La pioggia ora scende fitta, ma la manifestazione prende il via puntualmente; le voci prendono corpo, intervallati da spazi musicali. Tra le prime a prendere la parola Anita Pellaggi, del coordinamento nazionale  precari della scuola, che ricorda come non si possa programmare una didattica adeguata con continui cambi di docenti, e che i precari non possono continuare a essere utilizzati come materiale usa e getta, né a vivere nei tribunali, passando da un ricorso all’altro, mentre non si è pensato di sfruttare l’esperienza di chi già da anni insegna in classe, guadagnandosi il diritto al lavoro sul campo, giorno dopo giorno, in luogo di concorsi falliti ancor prima di cominciare.

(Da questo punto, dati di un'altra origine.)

PR #1813, opened 2021-02-25
Fix LEAD/LAG failures in Spark 3.1.1

### LINKED ISSUE #999: [BUG] test_multi_types_window_aggs_for_rows_lead_lag fails against Spark 3.1.0
**Describe the bug**
Nightly build of integration tests against Spark 3.1.0 are failing in the test_multi_types_window_aggs_for_lead_lag tests.

Run integration tests against latest Spark 3.1.0-SNAPSHOT

**Expected behavior**
Tests do not fail.

mythrocks:
Fixes #999.

Fixes class-loader related errors of LEAD/LAG operators, which caused test failures like:
```
: java.lang.VerifyError: Bad type on operand stack
Exception Details:
Location:
com/nvidia/spark/rapids/OffsetWindowFunctionMeta.<init>(Lorg/apache/spark/sql/catalyst/expressions/OffsetWindowFunction;Lcom/nvidia/spark/rapids/RapidsConf;Lscala/Option;Lcom/nvidia/spark/rapids/ConfKeysAndIncompat;)V @11: invokespecial
Reason:
Type 'org/apache/spark/sql/catalyst/expressions/OffsetWindowFunction' (current frame, stack[1]) is not assignable to 'org/apache/spark/sql/catalyst/expressions/Expression'
```

Also corrects for the reversal in offset semantics for `LAG()` expressions in Spark 3.1.1, causing `Lag.offset` to be negative.

Signed-off-by: Mithun RK <mythrocks@gmail.com>

### DIFF
--- a/shims/spark311/src/main/scala/com/nvidia/spark/rapids/shims/spark311/OffsetWindowFunctionMeta.scala
+++ b/shims/spark311/src/main/scala/com/nvidia/spark/rapids/shims/spark311/OffsetWindowFunctionMeta.scala
@@ -37,9 +37,8 @@ abstract class OffsetWindowFunctionMeta[INPUT <: OffsetWindowFunction] (
     parent: Option[RapidsMeta[_, _, _]],
     rule: DataFromReplacementRule)
   extends ExprMeta[INPUT](expr, conf, parent, rule) {
-  val input: BaseExprMeta[_] = GpuOverrides.wrapExpr(expr.input, conf, Some(this))
-  // For LAG() expressions, negate the offset value.
-  val adjustedOffset: Expression = {
+  lazy val input: BaseExprMeta[_] = GpuOverrides.wrapExpr(expr.input, conf, Some(this))
+  lazy val adjustedOffset: Expression = {
     expr match {
       case lag: Lag =>
         GpuOverrides.extractLit(lag.offset) match {
@@ -61,8 +60,23 @@ abstract class OffsetWindowFunctionMeta[INPUT <: OffsetWindowFunction] (
         throw new IllegalStateException(s"$other is not a supported window function")
     }
   }
-  val offset: BaseExprMeta[_] =
+  lazy val offset: BaseExprMeta[_] =
     GpuOverrides.wrapExpr(adjustedOffset, conf, Some(this))
-  val default: BaseExprMeta[_] = GpuOverrides.wrapExpr(expr.default, conf, Some(this))
-  override val childExprs: Seq[BaseExprMeta[_]] = Seq(input, offset, default)
+  lazy val default: BaseExprMeta[_] = GpuOverrides.wrapExpr(expr.default, conf, Some(this))
+
+  override val childExprs: Seq[BaseExprMeta[_]] = Seq.empty
+
+  override def tagExprForGpu(): Unit = {
+    expr match {
+      case Lead(_,_,_) => // Supported.
+      case Lag(_,_,_) =>  // Supported.
+      case other =>
+        willNotWorkOnGpu( s"Only LEAD/LAG offset window functions are supported. Found: $other")
+    }
+
+    if (GpuOverrides.extractLit(expr.offset).isEmpty) { // Not a literal offset.
+      willNotWorkOnGpu(
+        s"Only integer literal offsets are supported for LEAD/LAG. Found: ${expr.offset}")
+    }
+  }
 }
--- a/shims/spark311/src/main/scala/com/nvidia/spark/rapids/shims/spark311/OffsetWindowFunctionMeta.scala
+++ b/shims/spark311/src/main/scala/com/nvidia/spark/rapids/shims/spark311/OffsetWindowFunctionMeta.scala
@@ -43,7 +43,7 @@ abstract class OffsetWindowFunctionMeta[INPUT <: OffsetWindowFunction] (
     expr match {
       case lag: Lag =>
         GpuOverrides.extractLit(lag.offset) match {
-         case Some(Literal(offset:Int, IntegerType)) =>
+         case Some(Literal(offset: Int, IntegerType)) =>
             Literal(-offset, IntegerType)
          case _ =>
            throw new IllegalStateException(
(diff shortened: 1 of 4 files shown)


shims/spark311/src/main/scala/com/nvidia/spark/rapids/shims/spark311/OffsetWindowFunctionMeta.scala
```diff
@@ -0,0 +1,57 @@
...
+    conf: RapidsConf,
+    parent: Option[RapidsMeta[_, _, _]],
+    rule: DataFromReplacementRule)
+  extends ExprMeta[INPUT](expr, conf, parent, rule) {
+  val input: BaseExprMeta[_] = GpuOverrides.wrapExpr(expr.input, conf, Some(this))
+  // For LAG() expressions, negate the offset value.
+  val adjustedOffset: Expression = {
+    expr match {
+      case lag: Lag =>
+        lag.offset match {
```
revans2, line 45: Is ti possible to ever have an alias here? I think it would be cleaner to just use GpuOverrides.extractLit

shims/spark311/src/main/scala/com/nvidia/spark/rapids/shims/spark311/Spark311Shims.scala
```diff
@@ -45,6 +45,21 @@ import org.apache.spark.sql.rapids.shims.spark311._
 import org.apache.spark.sql.types._
 import org.apache.spark.storage.{BlockId, BlockManagerId}
 
+abstract class OffsetWindowFunctionMeta2[INPUT <: OffsetWindowFunction] (
```
revans2, line 48: This is never used. Can it be deleted?

shims/spark311/src/main/scala/com/nvidia/spark/rapids/shims/spark311/OffsetWindowFunctionMeta.scala
```diff
@@ -0,0 +1,57 @@
...
+          case Literal(v: Int, IntegerType) =>
+            Literal(-v)
+          case _ => expr.offset
```
revans2, line 48: Wouldn't this cause an error if this path was ever taken?  Can we throw an exception instead?

shims/spark311/src/main/scala/com/nvidia/spark/rapids/shims/spark311/Spark311Shims.scala
mythrocks: Yes, of course. Apologies, this is sloppy.

shims/spark311/src/main/scala/com/nvidia/spark/rapids/shims/spark311/OffsetWindowFunctionMeta.scala
mythrocks: Agreed. Fixed.

shims/spark311/src/main/scala/com/nvidia/spark/rapids/shims/spark311/OffsetWindowFunctionMeta.scala
mythrocks: I haven't been able to make this turn into an alias in my testing. But it's best to defend against this possibility.

revans2 (approved):

mythrocks:
At the risk of blowing this up a little, we might consider a couple of changes more:
1. Add similarly robust offset checks in `com.nvidia.spark.rapids.OffsetWindowFunctionMeta`.
2. Add a `tagSelfForGpu()`, and fail GPU pushdown in case the offsets in the window are not suitable for acceleration.

revans2:
> At the risk of blowing this up a little, we might consider a couple of changes more:
> 
>     1. Add similarly robust offset checks in `com.nvidia.spark.rapids.OffsetWindowFunctionMeta`.
> 
>     2. Add a `tagSelfForGpu()`, and fail GPU pushdown in case the offsets in the window are not suitable for acceleration.

Do it

mythrocks:
Hmm... I wonder if adding `tagExprForGpu` might help. 

@revans2, is there a guarantee that `tagExprForGpu()` will be called before `OffsetWindowFunctionMeta::childExprs` is evaluated? If not, the exceptions we throw when calculating the `adjustedOffset` would've been thrown anyway.

shims/spark311/src/main/scala/com/nvidia/spark/rapids/shims/spark311/OffsetWindowFunctionMeta.scala
```diff
@@ -0,0 +1,68 @@
...
+    parent: Option[RapidsMeta[_, _, _]],
+    rule: DataFromReplacementRule)
+  extends ExprMeta[INPUT](expr, conf, parent, rule) {
+  val input: BaseExprMeta[_] = GpuOverrides.wrapExpr(expr.input, conf, Some(this))
+  // For LAG() expressions, negate the offset value.
+  val adjustedOffset: Expression = {
+    expr match {
+      case lag: Lag =>
+        GpuOverrides.extractLit(lag.offset) match {
+         case Some(Literal(offset:Int, IntegerType)) =>
```
gerashegalov, line 46: nit: space
```suggestion
         case Some(Literal(offset: Int, IntegerType)) =>
```

gerashegalov (commented):
LGTM

gerashegalov (approved):

shims/spark311/src/main/scala/com/nvidia/spark/rapids/shims/spark311/OffsetWindowFunctionMeta.scala
mythrocks: Thanks, @gerashegalov. Fixed.

mythrocks:
> If not, the exceptions we throw when calculating the adjustedOffset would've been thrown anyway.

Apologies for the delay. I have now added `tagExprForGpu()`, and set it up so that the expressions aren't converted for GPU on construction.

Could I please bother @gerashegalov  and @revans2 to see if this is agreeable?

revans2 (approved):

revans2:
build

mythrocks:
Thanks for the reviews, @revans2, @gerashegalov.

Le definizioni che tornano con maggior frequenza parlano di una scuola a metà, di aperture dimezzate, di tempo pieno rinviato, di una didattica mista che c’è chi vorrebbe sfruttare ad libitum, invece di considerarla un’emergenza da limitare il più possibile. Intanto i divari aumentano, quelli tra Nord e Sud e quelli tra plessi di serie A e serie B, con inevitabili conseguenze in merito al diritto per una scuola aperta a tutti e con le stesse opportunità, come Costituzione insegna. La realtà, invece, insiste nel ricordarci che siamo gli ultimi in Europa per investimenti e ricerca, e tra i primi per abbandono scolastico: in un Paese con la nostra storia e tradizione, culturale e pedagogica, sono numeri non più accettabili.

Mentre gli Assalti Frontali chiudono il pomeriggio, un gruppo di studenti si dirige verso il metrò, e incrociando ignari passanti urlano il loro disagio, “siamo il futuro senza futuro”, suscitando il rimorso di qualche capello ormai grigio.  Eppure, dopo tanta pioggia, è tornato a splendere il sole. Che sia di buon auspicio.